What seems true now probably also isn’t permanent. Just as the "knowledge" that Earth is the center of the universe was tossed into the void, “most of the science that’s published this year, in 10 years we’ll think was wrong,” says Gordin. "Not completely wrong. But incomplete or with inadequate variables. That’s the way science works.”

But that’s not often the way students, at least early in their education, learn about science. Most people grow up thinking about science in a textbook-centric way. “Textbooks, if you think about it, are a list of statements,” says Massimo Mazzotti, director of Berkeley’s Center for Science, Technology, Medicine, & Society. “Very clear, very neat: ‘This is what we think is the case.’”

When reading a historical scientist’s account of their own work, though, a different sentiment sticks out. “It’s more like, ‘Things are complicated,’” says Mazzotti. “People are struggling to understand how the world works.”

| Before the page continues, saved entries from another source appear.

Issue #691, opened 2019-08-17
[Testing] How to get IncomingRequest for testing purposes?


stancl:
I want to test that a request has specific tags. How do I do that?

barryvdh:
You could set the `afterRecording` perhaps? It doesn't give you the entry itself (not sure why not though), but you can get it from the entries queue (static property)

stancl:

Those people—Darwin, Newton, lots of other old white men—were also steeped in the assumptions and conventions of their time, which is easier to see when you’re not of their time. That means, by inference, that the scientists of our time are (gasp!) subject to their own biases, whether scientific or social. “As a scientist in our society, you’re not trained to start questioning the broader framework in which you’re working,” says Mazzotti. A little historical context could help with that.

You don't need a pretty copy of Principia to do that. Mazzotti's and Gordin's classes are probably full of kids who just downloaded PDFs, with no special layout to distract from or enhance the philosophical or scientific points. Kronecker Wallis's editions, meanwhile, are very limited, and very expensive—their price the price of art for display and admiration, rather than pure analytical perusal. They are decidedly not the ones that will bring historical awareness or humility to the masses. When a curious dilettante or a serious student wants some context, they'll still likely turn to library loans or free ebooks. But if part of Kronecker Wallis's point is also to unite two cultures (here's a free copy of author and chemist C.P. Snow's eponymous treatise on the division between science and the humanities), portraying old science as an exquisite object—and also something that isn't locked in its original form, confined to its original era—then a bound edition with weight and gloss can convey that, to a certain well-heeled demographic.

For any kind of edition, though, fancy or not, seeing a big bound book of science, caught up in its own struggles and assumptions, is humbling, not just for scientists but for anyone who enjoys the fruits of their labor, some of which will warp and rot in time. “You’re just one moment, one iteration, in the process of knowledge-making,” says Mazzotti. Maybe someday, someone will reprint your work, and use it as an example of just how absurd those 21st-century intellectuals were. And that future person will see, through your flaws, that they too will never be totally right. All forces of nature are interlaced and interwoven, after all, and those forces include us.

1Update 10-19-18 2:15 pm EDT: This story has been updated to reflect Michael Gordin's institutional affiliation.